Hello! I am using a web tool pipeline for clustering, alignment, and taxonomic assignment due to the computational limitations of my device. However, I noticed that it does not remove the chimera from my reads (I'm using de novo ABG OTU clustering algorithm). Since the pipeline run would give me the entire alignment and clustering output, including the taxonomy.qza artifact, is it ok to filter the chimera sequences later or I must filter chimera before clustering? My computer fails to run the clustering processes because I only work with limited RAM so I was thinking of running them in the web tool pipeline that I use and perform chimera removal after.
Basically this is my process:
- Make contigs from paired reads
- Dereplicate
- Alignment and OTU Clustering
- Chimera removal
- Filtering table and rep-seqs (rare OTUs, unwanted taxa, etc.)
- Alpha rarefaction
- mafft-fastree tree construction
- other downstream analysis (diversity metrics, etc.)
I perform steps 1 to 3 using online web tool and I receive the frequency table, sequences, and taxonomy artifacts. Then with those artifacts, I'm planning to do to do steps 4 to 8 locally.

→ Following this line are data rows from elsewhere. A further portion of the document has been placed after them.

PR #22, opened 2019-01-18
restructure inspect to handle polymorphic resources

juanvallejo:
cc @deads2k

### DIFF
--- a/cmd/must-gather.go
+++ b/cmd/must-gather.go
@@ -8,19 +8,16 @@ import (
 
 	"k8s.io/cli-runtime/pkg/genericclioptions"
 
-	mustgather "github.com/openshift/must-gather/pkg/cmd"
+	"github.com/openshift/must-gather/pkg/cmd/inspect"
 )
 
 type MustGatherOptions struct {
-	configFlags *genericclioptions.ConfigFlags
-
 	genericclioptions.IOStreams
 }
 
 func NewMustGatherOptions(streams genericclioptions.IOStreams) *MustGatherOptions {
 	return &MustGatherOptions{
-		configFlags: genericclioptions.NewConfigFlags(),
-		IOStreams:   streams,
+		IOStreams: streams,
 	}
 }
 
@@ -46,7 +43,7 @@ func NewCmdMustGather(streams genericclioptions.IOStreams) *cobra.Command {
 		},
 	}
 
-	cmd.AddCommand(mustgather.NewCmdInspect("openshift-must-gather", streams))
+	cmd.AddCommand(inspect.NewCmdInspect("openshift-must-gather", streams))
 	return cmd
 }
 
--- a/cmd/must-gather.go
+++ b/cmd/must-gather.go
@@ -43,7 +43,7 @@ func NewCmdMustGather(streams genericclioptions.IOStreams) *cobra.Command {
 		},
 	}
 
-	cmd.AddCommand(inspect.NewCmdInspect("openshift-must-gather", streams))
+	cmd.AddCommand(inspect.NewCmdInspect(streams))
 	return cmd
 }
 
--- a/pkg/cmd/inspect/inspect.go
+++ b/pkg/cmd/inspect/inspect.go
@@ -1,8 +1,6 @@
 package inspect
 
 import (
-	"bytes"
-	"encoding/json"
 	"fmt"
 	"io/ioutil"
 	"log"
@@ -12,11 +10,7 @@ import (
 
 	"github.com/spf13/cobra"
 
-	appsv1 "k8s.io/api/apps/v1"
-	corev1 "k8s.io/api/core/v1"
-	kapierrs "k8s.io/apimachinery/pkg/api/errors"
 	metav1 "k8s.io/apimachinery/pkg/apis/meta/v1"
-	"k8s.io/apimachinery/pkg/apis/meta/v1/unstructured"
 	"k8s.io/apimachinery/pkg/runtime"
 	"k8s.io/apimachinery/pkg/runtime/schema"
 	"k8s.io/apimachinery/pkg/util/errors"
@@ -30,7 +24,6 @@ import (
 	"k8s.io/client-go/rest"
 
 	configv1 "github.com/openshift/api/config/v1"
-	"github.com/openshift/api/route"
 
 	"github.com/openshift/must-gather/pkg/util"
 )
@@ -77,13 +70,13 @@ func NewInspectOptions(streams genericclioptions.IOStreams) *InspectOptions {
 	}
 }
 
-func NewCmdInspect(parentName string, streams genericclioptions.IOStreams) *cobra.Command {
+func NewCmdInspect(streams genericclioptions.IOStreams) *cobra.Command {
 	o := NewInspectOptions(streams)
 
 	cmd := &cobra.Command{
 		Use:          "inspect <operator> [flags]",
 		Short:        "Collect debugging data for a given cluster operator",
-		Example:      fmt.Sprintf(inspectExample, parentName),
+		Example:      fmt.Sprintf(inspectExample, os.Args[0]),
 		SilenceUsage: true,
 		RunE: func(c *cobra.Command, args []string) error {
 			if err := o.Complete(c, args); err != nil {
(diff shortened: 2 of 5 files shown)


pkg/cmd/inspect.go
```diff
@@ -155,6 +155,93 @@ func (o *InspectOptions) Validate() error {
 	return nil
 }
 
+func objectReferenceToResourceInfo(clientGetter genericclioptions.RESTClientGetter, ref *configv1.ObjectReference) (*resource.Info, error) {
```
deads2k: I think it's time to make packages for commands.

pkg/cmd/inspect.go
```diff
@@ -155,6 +155,93 @@ func (o *InspectOptions) Validate() error {
...
+	infos, err := b.Do().Infos()
+	if err != nil {
+		return nil, err
+	}
+
+	return infos[0], nil
+}
+
+func infoToContextKey(info *resource.Info) string {
+	return fmt.Sprintf("%s/%s.%s/%s/%s", info.Namespace, info.ResourceMapping().GroupVersionKind.Group, info.ResourceVersion, info.ResourceMapping().Resource.Resource, info.Name)
```
deads2k: no resourceversion in this key

pkg/cmd/inspect.go
```diff
@@ -155,6 +155,93 @@ func (o *InspectOptions) Validate() error {
...
+
+	infos, err := b.Do().Infos()
+	if err != nil {
+		return nil, err
+	}
+
+	return infos[0], nil
+}
+
+func infoToContextKey(info *resource.Info) string {
```
deads2k: doc the meaning of this key

pkg/cmd/inspect.go
```diff
@@ -155,6 +155,93 @@ func (o *InspectOptions) Validate() error {
...
+	return fmt.Sprintf("%s/%s.%s/%s/%s", info.Namespace, info.ResourceMapping().GroupVersionKind.Group, info.ResourceVersion, info.ResourceMapping().Resource.Resource, info.Name)
+}
+
+// collectPolymorphicResourceInfo receives an object to gather debugging data for, and a context to keep track of
+// already-seen objects when following related-object reference chains.
+func (o *InspectOptions) collectPolymorphicResourceInfo(info *resource.Info, context map[string]bool) ([]string, error) {
```
deads2k: make context a struct that contains a "visited" string set

deads2k: `InspectResource`

pkg/cmd/inspect.go
```diff
@@ -155,6 +155,93 @@ func (o *InspectOptions) Validate() error {
...
+	context[infoToContextKey(info)] = true
+
+	unstr, ok := info.Object.(*unstructured.Unstructured)
+	if !ok {
+		return nil, fmt.Errorf("unexpected type. Expecting %q but got %T", "*unstructured.Unstructured", info.Object)
+	}
+
+	skippedNamespaces := []string{}
+
+	switch info.ResourceMapping().Resource.Resource {
```
deads2k: no, switch on teh groupresource

deads2k: switch on the actual info.Object()'s groupresource

pkg/cmd/inspect.go
```diff
@@ -155,6 +155,93 @@ func (o *InspectOptions) Validate() error {
...
+	case "clusteroperators":
+		// save clusteroperator resources to disk
+		if err := o.gatherClusterOperatorResource(path.Join(o.baseDir, "/clusteroperator"), unstr); err != nil {
```
deads2k: `base/cluster-scoped/config.openshift.io(group)/clusteroperators(resource)/<name>.yaml` for individuals and `base/cluster-scoped/config.openshift.io/clusteroperators(resource).yaml` for lists I think

deads2k: move the logic from this case into it's own function I think

pkg/cmd/inspect.go
deads2k: structure like polymorphic subresources where it's a bare method not attached to the options struct

pkg/cmd/inspect.go
deads2k: have a variant `objectRefToContextKey` so you don't have to retrieve things you've already seen.

pkg/cmd/inspect.go
```diff
@@ -155,6 +155,93 @@ func (o *InspectOptions) Validate() error {
...
+
+		// obtain associated objects for the current clusteroperator resources
+		relatedObjReferences, err := obtainClusterOperatorRelatedObjects(unstr)
+		if err != nil {
+			return nil, err
+		}
+
+		errs := []error{}
+		for _, relatedRef := range relatedObjReferences {
+			relatedInfo, err := objectReferenceToResourceInfo(o.configFlags, relatedRef)
```
deads2k: intercept already visited items here too

pkg/cmd/inspect.go
```diff
@@ -155,6 +155,93 @@ func (o *InspectOptions) Validate() error {
...
+		}
+
+		if len(errs) > 0 {
+			return skippedNamespaces, errors.NewAggregate(errs)
+		}
+	case "namespaces":
+		if err := o.gatherNamespaceData(path.Join(o.baseDir, "namespaces", info.Name), info.Name); err != nil {
+			if kapierrs.IsNotFound(err) {
+				skippedNamespaces = append(skippedNamespaces, info.Name)
+				return skippedNamespaces, err
```
deads2k: why?  We've already visited it, so there's no reason for a special case, right?

juanvallejo: This is for cases where the namespace is not found at all, so that we can list all of them (if any) at the end

juanvallejo:
@deads2k thanks, comments addressed

pkg/cmd/inspect/inspect.go
```diff
@@ -167,102 +167,134 @@ func (o *InspectOptions) Run() error {
...
 	errs := []error{}
 	if err := o.gatherConfigResourceData(path.Join(o.baseDir, "/cluster-scoped-resources/config.openshift.io")); err != nil {
 		errs = append(errs, err)
 	}
 
-	// gather operator.openshift.io resource data
+	// then, gather operator.openshift.io resource data
 	if err := o.gatherOperatorResourceData(path.Join(o.baseDir, "/cluster-scoped-resources/operator.openshift.io")); err != nil {
 		errs = append(errs, err)
 	}
```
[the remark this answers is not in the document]
davemulford: That makes sense to me. Having _sane_ defaults is always a good idea.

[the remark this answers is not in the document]
juanvallejo: Agree, cc @deads2k

pkg/cmd/inspect/inspect.go
```diff
@@ -167,102 +167,134 @@ func (o *InspectOptions) Run() error {
...
 		}
+	}
 
-		namespaces, err := obtainClusterOperatorNamespaces(info.Object)
-		if err != nil {
-			errs = append(errs, err)
-			continue
+	if len(skippedNamespaces) > 0 {
+		for _, namespace := range skippedNamespaces {
+			log.Printf("Data collection skipped namespace %q. Unable to find namespace...\n", namespace)
```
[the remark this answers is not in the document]
juanvallejo: yes, makes sense

cmd/must-gather.go
```diff
@@ -46,7 +43,7 @@ func NewCmdMustGather(streams genericclioptions.IOStreams) *cobra.Command {
 		},
 	}
 
-	cmd.AddCommand(mustgather.NewCmdInspect("openshift-must-gather", streams))
+	cmd.AddCommand(inspect.NewCmdInspect("openshift-must-gather", streams))
```
deads2k: nit: passing a parent doesn't add us much value, does it?

pkg/cmd/inspect/inspect.go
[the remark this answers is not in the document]
deads2k: > Agree, cc @deads2k

I'm ok always adding those when collecting anything.

pkg/cmd/inspect/inspect.go
```diff
@@ -167,102 +167,138 @@ func (o *InspectOptions) Run() error {
...
+		return errors.NewAggregate(allErrs)
+	}
+
+	log.Printf("Finished successfully with no errors.\n")
+	return nil
+}
+
+// InspectResource receives an object to gather debugging data for, and a context to keep track of
+// already-seen objects when following related-object reference chains.
+func InspectResource(info *resource.Info, context *resourceContext, o *InspectOptions) ([]string, error) {
```
deads2k: separate file please

pkg/cmd/inspect/inspect.go
```diff
@@ -167,102 +167,138 @@ func (o *InspectOptions) Run() error {
...
+	if !ok {
+		return nil, fmt.Errorf("unexpected type. Expecting %q but got %T", "*unstructured.Unstructured", info.Object)
+	}
+
+	notFoundNamespaces := []string{}
+
+	switch info.ResourceMapping().Resource.GroupResource() {
+	case configv1.GroupVersion.WithResource("clusteroperators").GroupResource():
+		// save clusteroperator resources to disk
+		if err := o.gatherClusterOperatorResource(path.Join(o.baseDir, "/cluster-scoped-resources", "/"+unstr.GroupVersionKind().Group, "/clusteroperators"), unstr); err != nil {
```
deads2k: make this idiot proof.  Only pass the basedir, the rest is computed to always be the same.  Constant for `cluster-scoped-resources` please

pkg/cmd/inspect/inspect.go
```diff
@@ -167,102 +167,138 @@ func (o *InspectOptions) Run() error {
...
-	}
 
-	if len(skippedNamespaces) > 0 {
-		for _, namespace := range skippedNamespaces {
-			log.Printf("Data collection skipped namespace %q. Unable to find namespace...\n", namespace)
+		if len(errs) > 0 {
+			return notFoundNamespaces, errors.NewAggregate(errs)
+		}
+	case corev1.SchemeGroupVersion.WithResource("namespaces").GroupResource():
+		if err := o.gatherNamespaceData(path.Join(o.baseDir, "namespaces", info.Name), info.Name); err != nil {
```
deads2k: same thing about paths here.  Also, namespaces are cluster scoped for this purpose. neat, right?

Make a special group folder called `core` for `""`

pkg/cmd/inspect/inspect.go
```diff
@@ -167,102 +167,138 @@ func (o *InspectOptions) Run() error {
...
+			if kapierrs.IsNotFound(err) {
+				notFoundNamespaces = append(notFoundNamespaces, info.Name)
+				return notFoundNamespaces, err
+			}
+		}
+	default:
+		// save the current object to disk
+		filename := fmt.Sprintf("%s.yaml", unstr.GetName())
+		objPath := path.Join(o.baseDir, "/namespaces", "/"+unstr.GetNamespace(), "/"+info.ResourceMapping().Resource.Resource)
```
deads2k: choose paths based on the presence of namespace

deads2k:
let's go for it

I actually tried doing it and my frequency table shows considerable drop in my number of features in frequency table.qzv (which I assume are OTUs). But I am not sure if it's technically correct or logical because most of the posts here run chimera removal before clustering.
Also according to tutorial overview
q2-vsearch
implements three different OTU clustering strategies: de novo, closed reference, and open reference. All should be preceded by basic quality-score-based filtering and followed by chimera filtering and aggressive OTU filtering (the treacherous trio, a.k.a. the Bokulich method)
Thank you. I hope you are all well.
P.S. the web pipeline I use do not support dada-denoise so I'm stuck with OTUs rather than ASVs.